Go through the entries below. Copy each line in which "struct" appears.

◇ ◇ ◇

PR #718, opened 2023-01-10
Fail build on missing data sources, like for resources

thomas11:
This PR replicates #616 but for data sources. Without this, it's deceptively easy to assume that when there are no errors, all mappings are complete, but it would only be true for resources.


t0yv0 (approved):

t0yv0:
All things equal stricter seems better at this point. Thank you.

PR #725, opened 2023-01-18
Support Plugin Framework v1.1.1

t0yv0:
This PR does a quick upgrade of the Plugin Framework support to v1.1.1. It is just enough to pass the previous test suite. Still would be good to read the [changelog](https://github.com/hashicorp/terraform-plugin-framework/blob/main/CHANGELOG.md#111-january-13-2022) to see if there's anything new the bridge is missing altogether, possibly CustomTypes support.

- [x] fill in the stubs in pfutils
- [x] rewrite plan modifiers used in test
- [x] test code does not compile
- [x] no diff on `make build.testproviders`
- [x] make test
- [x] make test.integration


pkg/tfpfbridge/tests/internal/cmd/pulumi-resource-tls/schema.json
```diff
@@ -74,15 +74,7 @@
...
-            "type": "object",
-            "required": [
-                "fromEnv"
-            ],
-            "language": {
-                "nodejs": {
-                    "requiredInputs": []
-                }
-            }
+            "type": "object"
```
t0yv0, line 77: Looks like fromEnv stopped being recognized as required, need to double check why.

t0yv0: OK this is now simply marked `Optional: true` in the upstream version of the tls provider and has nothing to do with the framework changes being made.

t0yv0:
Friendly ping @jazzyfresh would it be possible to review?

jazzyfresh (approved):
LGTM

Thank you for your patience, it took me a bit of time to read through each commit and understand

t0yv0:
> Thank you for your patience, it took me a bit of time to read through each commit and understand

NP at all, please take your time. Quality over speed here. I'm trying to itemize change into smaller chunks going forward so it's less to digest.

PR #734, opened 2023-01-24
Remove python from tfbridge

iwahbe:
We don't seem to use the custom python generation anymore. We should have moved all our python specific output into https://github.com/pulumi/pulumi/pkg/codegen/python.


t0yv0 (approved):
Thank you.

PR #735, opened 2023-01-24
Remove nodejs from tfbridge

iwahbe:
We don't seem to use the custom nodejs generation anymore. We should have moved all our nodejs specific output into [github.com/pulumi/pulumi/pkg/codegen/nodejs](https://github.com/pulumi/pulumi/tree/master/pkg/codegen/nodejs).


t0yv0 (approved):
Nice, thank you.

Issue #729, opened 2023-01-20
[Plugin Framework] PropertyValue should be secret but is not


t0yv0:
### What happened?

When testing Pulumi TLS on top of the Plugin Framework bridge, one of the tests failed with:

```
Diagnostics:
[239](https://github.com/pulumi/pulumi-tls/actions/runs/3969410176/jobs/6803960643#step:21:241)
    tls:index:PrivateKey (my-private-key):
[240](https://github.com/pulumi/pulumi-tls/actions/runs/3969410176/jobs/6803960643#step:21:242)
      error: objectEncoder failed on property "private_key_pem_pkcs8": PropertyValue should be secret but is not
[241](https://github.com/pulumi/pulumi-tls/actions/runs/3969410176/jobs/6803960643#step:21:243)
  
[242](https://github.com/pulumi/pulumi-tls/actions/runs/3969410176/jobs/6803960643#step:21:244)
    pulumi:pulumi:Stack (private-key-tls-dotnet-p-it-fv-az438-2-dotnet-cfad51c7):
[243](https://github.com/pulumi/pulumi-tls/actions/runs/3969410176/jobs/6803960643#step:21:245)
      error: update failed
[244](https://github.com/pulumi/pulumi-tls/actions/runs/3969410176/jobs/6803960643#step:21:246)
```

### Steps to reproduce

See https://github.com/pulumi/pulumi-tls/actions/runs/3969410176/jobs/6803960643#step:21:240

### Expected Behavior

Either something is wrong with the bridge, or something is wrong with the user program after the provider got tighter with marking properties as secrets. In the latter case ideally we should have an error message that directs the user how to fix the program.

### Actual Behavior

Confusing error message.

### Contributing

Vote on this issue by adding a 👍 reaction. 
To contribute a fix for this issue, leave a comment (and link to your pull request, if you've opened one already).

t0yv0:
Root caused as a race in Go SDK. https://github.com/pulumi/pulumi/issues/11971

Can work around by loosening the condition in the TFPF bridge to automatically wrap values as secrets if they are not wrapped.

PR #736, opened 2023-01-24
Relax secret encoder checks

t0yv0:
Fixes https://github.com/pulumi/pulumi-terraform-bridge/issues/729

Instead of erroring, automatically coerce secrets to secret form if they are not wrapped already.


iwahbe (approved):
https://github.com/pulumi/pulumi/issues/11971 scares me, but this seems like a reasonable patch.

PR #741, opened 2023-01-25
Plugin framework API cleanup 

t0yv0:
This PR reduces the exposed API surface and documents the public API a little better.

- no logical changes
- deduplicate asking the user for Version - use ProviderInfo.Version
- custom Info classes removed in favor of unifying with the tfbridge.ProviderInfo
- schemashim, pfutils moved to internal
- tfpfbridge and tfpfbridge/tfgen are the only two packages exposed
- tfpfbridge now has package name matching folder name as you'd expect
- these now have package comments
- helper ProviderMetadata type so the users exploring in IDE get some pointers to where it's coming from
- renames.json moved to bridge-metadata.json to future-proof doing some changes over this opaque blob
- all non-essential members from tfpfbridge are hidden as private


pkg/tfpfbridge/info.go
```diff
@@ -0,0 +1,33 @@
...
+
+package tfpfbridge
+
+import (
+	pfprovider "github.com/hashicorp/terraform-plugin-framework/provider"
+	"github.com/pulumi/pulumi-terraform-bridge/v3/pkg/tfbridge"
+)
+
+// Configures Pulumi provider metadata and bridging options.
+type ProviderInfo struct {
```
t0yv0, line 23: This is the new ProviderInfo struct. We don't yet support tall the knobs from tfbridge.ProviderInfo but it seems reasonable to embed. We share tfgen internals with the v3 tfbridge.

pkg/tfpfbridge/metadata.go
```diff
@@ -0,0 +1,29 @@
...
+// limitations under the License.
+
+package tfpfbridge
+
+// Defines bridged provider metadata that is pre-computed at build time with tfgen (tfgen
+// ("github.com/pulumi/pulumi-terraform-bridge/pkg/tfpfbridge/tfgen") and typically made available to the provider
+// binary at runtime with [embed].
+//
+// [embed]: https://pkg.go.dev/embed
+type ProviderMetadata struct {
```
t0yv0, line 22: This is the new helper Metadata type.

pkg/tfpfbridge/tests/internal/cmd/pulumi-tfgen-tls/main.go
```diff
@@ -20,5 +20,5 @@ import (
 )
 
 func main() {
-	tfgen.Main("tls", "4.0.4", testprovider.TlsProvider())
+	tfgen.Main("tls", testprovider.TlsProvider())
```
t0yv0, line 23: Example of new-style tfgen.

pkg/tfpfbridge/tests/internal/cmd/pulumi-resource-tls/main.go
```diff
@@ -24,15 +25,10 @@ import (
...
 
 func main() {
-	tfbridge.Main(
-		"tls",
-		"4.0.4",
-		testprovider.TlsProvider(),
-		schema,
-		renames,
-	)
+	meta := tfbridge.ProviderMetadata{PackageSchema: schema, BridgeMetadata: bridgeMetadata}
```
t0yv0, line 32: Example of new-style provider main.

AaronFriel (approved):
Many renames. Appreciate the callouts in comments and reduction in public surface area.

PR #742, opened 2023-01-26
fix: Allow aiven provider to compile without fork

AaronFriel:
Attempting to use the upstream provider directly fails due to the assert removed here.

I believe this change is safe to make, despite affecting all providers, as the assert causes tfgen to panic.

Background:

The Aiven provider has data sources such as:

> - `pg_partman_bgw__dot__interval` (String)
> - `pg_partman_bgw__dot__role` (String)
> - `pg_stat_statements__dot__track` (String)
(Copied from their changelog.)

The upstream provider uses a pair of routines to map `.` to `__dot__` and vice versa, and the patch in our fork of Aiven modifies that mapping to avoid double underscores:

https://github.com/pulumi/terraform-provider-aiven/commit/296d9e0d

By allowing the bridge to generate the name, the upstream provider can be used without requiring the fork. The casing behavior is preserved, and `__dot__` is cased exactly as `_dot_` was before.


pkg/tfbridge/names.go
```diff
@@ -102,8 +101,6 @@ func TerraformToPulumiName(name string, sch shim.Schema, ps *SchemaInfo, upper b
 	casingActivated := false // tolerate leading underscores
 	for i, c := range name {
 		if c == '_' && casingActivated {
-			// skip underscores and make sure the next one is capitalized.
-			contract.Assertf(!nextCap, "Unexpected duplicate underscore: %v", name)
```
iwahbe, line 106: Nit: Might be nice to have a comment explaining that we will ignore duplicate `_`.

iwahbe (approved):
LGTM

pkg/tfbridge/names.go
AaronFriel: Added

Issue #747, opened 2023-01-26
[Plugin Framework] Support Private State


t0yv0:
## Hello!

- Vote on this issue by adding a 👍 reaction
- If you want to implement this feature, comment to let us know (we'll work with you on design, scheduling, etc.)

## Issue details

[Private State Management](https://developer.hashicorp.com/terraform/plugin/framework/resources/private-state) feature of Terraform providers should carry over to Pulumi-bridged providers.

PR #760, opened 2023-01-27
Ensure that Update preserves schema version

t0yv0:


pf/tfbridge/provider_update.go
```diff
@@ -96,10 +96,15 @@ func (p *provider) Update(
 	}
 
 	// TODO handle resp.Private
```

◇ ◇ ◇

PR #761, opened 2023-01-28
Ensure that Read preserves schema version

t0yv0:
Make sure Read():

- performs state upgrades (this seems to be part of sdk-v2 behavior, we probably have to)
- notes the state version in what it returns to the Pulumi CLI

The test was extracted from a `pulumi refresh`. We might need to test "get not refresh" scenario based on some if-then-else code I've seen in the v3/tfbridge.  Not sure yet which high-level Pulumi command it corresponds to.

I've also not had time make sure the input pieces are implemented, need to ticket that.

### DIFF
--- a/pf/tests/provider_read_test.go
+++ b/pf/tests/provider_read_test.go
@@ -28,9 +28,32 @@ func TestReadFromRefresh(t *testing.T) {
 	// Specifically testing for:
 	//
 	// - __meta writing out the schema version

◇ ◇ ◇

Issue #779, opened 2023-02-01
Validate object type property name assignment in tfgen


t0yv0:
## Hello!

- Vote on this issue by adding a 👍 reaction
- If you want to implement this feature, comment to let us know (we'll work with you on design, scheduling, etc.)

◇ ◇ ◇

**YOUR SOLUTION:**
+type ProviderInfo struct {
t0yv0, line 23: This is the new ProviderInfo struct. We don't yet support tall the knobs from tfbridge.ProviderInfo but it seems reasonable to embed. We share tfgen internals with the v3 tfbridge.
+type ProviderMetadata struct {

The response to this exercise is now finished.